### Records provided
···

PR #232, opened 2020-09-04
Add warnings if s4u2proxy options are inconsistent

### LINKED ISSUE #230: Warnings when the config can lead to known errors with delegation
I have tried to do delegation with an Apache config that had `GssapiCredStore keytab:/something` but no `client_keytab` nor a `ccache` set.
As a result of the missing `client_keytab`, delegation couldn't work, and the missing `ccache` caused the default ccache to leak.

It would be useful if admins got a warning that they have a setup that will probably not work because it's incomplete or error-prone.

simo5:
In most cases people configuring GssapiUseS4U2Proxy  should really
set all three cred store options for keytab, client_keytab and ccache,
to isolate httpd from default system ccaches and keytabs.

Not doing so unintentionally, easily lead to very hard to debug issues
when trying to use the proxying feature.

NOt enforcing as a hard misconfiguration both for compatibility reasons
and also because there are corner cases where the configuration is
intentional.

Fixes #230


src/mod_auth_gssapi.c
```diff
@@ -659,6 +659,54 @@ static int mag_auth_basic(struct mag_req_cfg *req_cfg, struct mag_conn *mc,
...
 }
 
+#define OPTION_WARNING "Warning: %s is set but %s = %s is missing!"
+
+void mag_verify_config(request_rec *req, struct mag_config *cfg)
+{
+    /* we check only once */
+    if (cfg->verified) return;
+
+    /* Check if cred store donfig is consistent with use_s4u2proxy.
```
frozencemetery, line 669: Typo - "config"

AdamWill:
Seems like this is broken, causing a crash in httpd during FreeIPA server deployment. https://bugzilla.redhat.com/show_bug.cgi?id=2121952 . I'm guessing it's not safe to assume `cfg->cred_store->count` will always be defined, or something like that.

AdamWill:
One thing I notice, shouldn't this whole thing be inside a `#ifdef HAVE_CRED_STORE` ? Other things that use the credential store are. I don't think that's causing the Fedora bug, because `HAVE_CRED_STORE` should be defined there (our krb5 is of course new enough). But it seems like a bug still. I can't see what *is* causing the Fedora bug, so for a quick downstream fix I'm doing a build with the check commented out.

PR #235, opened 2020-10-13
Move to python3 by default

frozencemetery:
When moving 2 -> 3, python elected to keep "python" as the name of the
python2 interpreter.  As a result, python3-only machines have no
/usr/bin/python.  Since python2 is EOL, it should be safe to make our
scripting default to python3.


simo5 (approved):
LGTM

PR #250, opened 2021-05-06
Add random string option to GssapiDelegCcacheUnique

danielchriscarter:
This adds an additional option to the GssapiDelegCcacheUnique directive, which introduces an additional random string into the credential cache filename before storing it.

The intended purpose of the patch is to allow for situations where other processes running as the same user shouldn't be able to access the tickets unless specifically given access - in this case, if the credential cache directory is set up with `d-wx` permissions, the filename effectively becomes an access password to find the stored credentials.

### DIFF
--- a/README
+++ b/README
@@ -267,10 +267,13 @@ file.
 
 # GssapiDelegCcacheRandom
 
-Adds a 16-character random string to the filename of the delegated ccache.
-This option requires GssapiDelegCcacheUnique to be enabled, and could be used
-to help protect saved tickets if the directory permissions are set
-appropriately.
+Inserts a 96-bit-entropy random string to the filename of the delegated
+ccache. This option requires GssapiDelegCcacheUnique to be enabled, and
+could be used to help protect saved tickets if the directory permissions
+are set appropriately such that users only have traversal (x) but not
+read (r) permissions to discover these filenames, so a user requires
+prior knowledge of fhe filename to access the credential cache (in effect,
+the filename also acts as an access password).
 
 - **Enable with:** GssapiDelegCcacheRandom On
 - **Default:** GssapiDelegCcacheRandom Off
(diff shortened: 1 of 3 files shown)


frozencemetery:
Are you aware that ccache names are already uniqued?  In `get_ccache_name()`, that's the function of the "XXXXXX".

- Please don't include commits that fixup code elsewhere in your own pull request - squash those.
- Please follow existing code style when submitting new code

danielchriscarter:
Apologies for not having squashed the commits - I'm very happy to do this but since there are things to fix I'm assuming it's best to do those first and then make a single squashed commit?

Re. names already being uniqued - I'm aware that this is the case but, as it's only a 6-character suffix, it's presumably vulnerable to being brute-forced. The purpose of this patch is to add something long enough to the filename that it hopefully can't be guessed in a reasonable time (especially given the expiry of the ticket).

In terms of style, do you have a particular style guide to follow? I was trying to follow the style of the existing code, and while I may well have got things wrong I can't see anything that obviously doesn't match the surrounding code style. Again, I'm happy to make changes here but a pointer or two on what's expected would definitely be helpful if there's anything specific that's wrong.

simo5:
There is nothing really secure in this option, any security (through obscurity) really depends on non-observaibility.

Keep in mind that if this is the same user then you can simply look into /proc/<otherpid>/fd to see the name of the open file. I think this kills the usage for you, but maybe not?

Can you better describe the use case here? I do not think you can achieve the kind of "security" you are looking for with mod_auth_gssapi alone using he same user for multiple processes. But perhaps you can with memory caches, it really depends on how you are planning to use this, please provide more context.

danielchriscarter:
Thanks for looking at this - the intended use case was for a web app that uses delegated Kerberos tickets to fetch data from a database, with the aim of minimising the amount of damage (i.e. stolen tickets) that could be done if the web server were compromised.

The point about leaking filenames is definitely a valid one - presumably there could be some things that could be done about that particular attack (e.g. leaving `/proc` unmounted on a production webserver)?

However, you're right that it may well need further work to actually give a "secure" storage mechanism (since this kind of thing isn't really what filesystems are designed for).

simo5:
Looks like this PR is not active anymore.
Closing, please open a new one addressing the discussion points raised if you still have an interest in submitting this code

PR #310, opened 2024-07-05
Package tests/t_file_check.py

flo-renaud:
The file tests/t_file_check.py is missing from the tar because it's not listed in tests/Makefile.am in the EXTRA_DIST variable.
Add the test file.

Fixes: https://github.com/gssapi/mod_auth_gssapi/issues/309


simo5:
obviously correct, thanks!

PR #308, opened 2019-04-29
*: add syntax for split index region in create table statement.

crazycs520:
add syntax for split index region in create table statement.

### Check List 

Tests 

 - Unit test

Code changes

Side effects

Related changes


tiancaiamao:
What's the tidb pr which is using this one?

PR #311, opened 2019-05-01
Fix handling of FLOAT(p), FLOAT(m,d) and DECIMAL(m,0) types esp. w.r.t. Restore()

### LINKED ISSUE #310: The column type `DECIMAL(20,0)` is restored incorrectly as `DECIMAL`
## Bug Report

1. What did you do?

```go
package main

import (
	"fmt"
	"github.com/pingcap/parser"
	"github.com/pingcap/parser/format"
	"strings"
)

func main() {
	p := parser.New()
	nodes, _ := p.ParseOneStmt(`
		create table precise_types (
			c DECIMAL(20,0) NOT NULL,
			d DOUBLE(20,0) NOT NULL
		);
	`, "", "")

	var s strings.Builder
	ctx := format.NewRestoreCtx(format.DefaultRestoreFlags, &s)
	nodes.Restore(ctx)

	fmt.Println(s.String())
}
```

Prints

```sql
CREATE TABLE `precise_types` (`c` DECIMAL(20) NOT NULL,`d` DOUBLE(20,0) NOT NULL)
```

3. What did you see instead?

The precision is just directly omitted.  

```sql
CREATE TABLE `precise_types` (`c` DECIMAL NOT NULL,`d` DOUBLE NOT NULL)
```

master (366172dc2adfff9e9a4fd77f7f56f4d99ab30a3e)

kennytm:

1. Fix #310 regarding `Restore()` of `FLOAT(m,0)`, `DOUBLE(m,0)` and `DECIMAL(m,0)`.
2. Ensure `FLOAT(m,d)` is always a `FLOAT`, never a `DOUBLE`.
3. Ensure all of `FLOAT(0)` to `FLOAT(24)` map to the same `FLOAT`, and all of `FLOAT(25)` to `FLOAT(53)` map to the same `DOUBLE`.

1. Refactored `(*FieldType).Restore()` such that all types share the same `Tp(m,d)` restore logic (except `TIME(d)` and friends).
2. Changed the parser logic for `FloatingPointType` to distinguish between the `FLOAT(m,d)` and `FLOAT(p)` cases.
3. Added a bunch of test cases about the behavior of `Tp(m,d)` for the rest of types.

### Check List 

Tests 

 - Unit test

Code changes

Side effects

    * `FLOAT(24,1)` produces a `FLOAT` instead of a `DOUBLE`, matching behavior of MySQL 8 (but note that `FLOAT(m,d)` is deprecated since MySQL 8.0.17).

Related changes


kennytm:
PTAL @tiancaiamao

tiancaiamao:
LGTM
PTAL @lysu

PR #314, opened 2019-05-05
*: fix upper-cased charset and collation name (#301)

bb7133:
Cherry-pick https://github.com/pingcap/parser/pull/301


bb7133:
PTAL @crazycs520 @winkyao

···

### Exercise directions
When the word "requires" shows up in a line of the entries, pull that line out.

### Solution to the exercise
-This option requires GssapiDelegCcacheUnique to be enabled, and could be used
+ccache. This option requires GssapiDelegCcacheUnique to be enabled, and
+read (r) permissions to discover these filenames, so a user requires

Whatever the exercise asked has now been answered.